Show every line below where "same" can be found.
________
PR #534, opened 2017-10-02
Add functionality to parse_table

SteveHNH:
parse_table assumes the same delimiter is used for headers as well as the content of the table. This feature makes it so the delimiter can be different between headers and content. It's set to default to
the header being the same.

This is needed for parsing the lssap spec content properly.


bfahr:
@SteveHNH please submit a PR for the 1.x branch for this change.

SteveHNH:
@bfahr will do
________
OUTPUT:
parse_table assumes the same delimiter is used for headers as well as the content of the table. This feature makes it so the delimiter can be different between headers and content. It's set to default to
the header being the same.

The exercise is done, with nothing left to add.